● WHAT THE EXERCISE ASKS:
Find the word "leaves" in the listing, and copy out each line where it turns up.

START MATERIAL PROVIDED

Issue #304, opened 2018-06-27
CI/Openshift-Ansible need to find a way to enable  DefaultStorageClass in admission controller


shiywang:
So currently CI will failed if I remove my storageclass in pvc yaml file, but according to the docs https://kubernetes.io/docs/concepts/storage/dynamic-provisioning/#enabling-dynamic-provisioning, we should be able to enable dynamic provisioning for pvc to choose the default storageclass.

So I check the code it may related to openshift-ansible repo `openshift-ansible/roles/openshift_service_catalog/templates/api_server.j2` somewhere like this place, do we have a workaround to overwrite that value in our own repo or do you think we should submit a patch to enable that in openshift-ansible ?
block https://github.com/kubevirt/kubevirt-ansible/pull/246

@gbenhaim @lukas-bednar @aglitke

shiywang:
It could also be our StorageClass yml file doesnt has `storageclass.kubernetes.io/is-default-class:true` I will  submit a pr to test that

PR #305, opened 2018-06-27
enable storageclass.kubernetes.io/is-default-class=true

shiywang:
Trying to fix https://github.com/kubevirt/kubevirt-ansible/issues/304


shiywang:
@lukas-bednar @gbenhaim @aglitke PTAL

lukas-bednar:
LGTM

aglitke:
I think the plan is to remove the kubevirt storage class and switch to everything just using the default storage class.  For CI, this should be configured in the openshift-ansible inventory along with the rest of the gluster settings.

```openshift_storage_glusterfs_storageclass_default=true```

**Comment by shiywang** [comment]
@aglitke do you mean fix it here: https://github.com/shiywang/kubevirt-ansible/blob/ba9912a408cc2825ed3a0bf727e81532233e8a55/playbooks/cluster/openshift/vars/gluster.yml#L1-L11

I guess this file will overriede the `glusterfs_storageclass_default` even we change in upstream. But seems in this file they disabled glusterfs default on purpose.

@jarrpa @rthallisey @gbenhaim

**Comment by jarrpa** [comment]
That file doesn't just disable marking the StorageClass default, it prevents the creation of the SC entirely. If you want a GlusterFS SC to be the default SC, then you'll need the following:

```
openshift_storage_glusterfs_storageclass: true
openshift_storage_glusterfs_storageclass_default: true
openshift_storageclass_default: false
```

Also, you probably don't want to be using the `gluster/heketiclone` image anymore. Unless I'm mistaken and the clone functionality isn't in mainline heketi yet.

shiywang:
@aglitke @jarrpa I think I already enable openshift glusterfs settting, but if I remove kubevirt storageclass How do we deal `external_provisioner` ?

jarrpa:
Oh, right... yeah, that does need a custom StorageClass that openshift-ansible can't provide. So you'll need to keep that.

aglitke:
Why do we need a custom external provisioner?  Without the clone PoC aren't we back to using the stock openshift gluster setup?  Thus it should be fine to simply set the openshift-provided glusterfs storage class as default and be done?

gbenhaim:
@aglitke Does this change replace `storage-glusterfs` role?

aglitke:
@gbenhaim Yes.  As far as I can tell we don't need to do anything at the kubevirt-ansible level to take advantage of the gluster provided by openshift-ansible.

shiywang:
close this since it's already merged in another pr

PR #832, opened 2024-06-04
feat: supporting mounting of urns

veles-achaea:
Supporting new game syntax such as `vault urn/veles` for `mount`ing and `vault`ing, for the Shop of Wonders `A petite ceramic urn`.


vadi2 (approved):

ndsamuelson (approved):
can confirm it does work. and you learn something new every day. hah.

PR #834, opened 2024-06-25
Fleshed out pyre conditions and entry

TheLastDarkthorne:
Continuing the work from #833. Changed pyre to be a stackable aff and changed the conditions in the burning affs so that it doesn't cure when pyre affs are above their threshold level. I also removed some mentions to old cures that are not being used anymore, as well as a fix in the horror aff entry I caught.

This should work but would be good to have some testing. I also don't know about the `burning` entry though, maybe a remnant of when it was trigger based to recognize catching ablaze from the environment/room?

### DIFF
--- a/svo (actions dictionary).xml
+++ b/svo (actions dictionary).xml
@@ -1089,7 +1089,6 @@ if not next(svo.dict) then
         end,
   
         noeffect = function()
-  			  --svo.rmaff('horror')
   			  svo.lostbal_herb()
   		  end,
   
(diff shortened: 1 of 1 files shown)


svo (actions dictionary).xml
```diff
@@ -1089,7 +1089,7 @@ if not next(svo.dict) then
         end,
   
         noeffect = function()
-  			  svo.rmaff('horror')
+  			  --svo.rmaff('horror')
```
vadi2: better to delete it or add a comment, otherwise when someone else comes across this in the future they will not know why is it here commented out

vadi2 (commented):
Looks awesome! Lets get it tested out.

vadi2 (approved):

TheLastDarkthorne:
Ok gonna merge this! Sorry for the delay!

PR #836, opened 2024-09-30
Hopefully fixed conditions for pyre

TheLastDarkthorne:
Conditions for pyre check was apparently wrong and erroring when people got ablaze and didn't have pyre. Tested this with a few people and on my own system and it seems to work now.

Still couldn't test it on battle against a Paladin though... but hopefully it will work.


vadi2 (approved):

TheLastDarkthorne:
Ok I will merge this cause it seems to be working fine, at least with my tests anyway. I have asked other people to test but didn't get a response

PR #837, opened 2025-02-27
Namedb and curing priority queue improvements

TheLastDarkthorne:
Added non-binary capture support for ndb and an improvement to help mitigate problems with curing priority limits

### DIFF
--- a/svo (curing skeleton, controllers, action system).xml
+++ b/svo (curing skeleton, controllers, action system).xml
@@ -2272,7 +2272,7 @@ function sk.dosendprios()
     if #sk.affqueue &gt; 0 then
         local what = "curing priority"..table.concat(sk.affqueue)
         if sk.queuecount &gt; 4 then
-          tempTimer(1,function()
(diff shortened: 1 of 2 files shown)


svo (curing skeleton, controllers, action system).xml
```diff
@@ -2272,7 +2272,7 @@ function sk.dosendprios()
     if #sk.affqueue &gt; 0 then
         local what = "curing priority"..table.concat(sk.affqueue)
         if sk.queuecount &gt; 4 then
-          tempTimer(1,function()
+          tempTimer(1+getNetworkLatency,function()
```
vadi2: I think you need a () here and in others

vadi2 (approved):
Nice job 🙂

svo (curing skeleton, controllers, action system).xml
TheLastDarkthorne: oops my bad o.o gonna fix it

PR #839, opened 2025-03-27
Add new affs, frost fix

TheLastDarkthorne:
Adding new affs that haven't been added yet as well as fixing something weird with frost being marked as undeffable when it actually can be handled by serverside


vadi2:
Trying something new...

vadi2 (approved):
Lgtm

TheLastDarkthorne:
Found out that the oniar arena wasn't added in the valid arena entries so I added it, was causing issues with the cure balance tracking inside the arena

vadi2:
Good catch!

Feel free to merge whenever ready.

END MATERIAL PROVIDED
START MATERIAL PROVIDED

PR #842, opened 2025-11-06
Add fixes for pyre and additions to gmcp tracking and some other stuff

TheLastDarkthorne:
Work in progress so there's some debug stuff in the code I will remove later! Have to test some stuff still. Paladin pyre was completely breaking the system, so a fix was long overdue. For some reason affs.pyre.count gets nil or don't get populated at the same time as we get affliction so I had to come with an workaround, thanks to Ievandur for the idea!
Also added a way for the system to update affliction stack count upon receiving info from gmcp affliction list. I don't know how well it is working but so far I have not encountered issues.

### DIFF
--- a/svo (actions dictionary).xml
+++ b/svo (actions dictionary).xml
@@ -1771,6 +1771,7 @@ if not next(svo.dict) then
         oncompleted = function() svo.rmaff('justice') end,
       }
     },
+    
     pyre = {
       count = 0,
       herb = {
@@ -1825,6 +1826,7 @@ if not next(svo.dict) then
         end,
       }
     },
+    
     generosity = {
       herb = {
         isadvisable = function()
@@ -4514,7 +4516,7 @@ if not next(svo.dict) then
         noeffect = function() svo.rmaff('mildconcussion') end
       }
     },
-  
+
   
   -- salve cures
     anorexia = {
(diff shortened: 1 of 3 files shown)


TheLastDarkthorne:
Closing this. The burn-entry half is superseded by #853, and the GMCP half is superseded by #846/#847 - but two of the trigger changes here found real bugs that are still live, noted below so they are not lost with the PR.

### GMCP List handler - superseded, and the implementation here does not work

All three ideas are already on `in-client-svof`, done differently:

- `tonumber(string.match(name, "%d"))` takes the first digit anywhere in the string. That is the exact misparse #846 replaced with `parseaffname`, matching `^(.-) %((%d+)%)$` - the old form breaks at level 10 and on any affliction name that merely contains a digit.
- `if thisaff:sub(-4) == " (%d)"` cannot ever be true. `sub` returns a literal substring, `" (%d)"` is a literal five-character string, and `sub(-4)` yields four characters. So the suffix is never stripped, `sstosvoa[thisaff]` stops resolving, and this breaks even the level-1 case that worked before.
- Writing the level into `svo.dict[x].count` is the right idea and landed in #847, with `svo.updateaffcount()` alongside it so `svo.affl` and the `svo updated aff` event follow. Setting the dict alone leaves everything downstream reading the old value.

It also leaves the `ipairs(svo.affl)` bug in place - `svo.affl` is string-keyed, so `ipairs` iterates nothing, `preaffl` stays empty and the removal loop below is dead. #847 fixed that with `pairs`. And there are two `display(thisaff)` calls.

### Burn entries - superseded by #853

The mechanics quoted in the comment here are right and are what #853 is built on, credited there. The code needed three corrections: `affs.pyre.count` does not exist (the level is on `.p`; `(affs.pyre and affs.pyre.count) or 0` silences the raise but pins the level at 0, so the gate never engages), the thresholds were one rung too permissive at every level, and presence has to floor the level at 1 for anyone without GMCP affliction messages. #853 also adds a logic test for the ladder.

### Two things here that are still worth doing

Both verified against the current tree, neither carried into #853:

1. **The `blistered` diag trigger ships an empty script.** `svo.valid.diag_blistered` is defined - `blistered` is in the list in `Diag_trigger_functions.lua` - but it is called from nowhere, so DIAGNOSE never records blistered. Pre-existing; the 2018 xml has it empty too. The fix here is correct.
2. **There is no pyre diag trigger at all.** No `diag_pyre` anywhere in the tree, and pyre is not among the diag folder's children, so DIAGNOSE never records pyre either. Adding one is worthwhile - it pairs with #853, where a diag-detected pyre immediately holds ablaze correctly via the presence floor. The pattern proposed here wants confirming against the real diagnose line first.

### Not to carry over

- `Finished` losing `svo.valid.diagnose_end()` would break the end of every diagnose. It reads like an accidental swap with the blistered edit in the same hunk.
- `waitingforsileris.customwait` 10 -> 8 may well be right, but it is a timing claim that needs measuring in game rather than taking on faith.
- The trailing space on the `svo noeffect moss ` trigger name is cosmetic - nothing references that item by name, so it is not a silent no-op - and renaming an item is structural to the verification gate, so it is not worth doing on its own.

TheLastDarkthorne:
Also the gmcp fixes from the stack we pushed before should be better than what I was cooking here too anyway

END MATERIAL PROVIDED

● TASK RESULT:
- Writing the level into `svo.dict[x].count` is the right idea and landed in #847, with `svo.updateaffcount()` alongside it so `svo.affl` and the `svo updated aff` event follow. Setting the dict alone leaves everything downstream reading the old value.
It also leaves the `ipairs(svo.affl)` bug in place - `svo.affl` is string-keyed, so `ipairs` iterates nothing, `preaffl` stays empty and the removal loop below is dead. #847 fixed that with `pairs`. And there are two `display(thisaff)` calls.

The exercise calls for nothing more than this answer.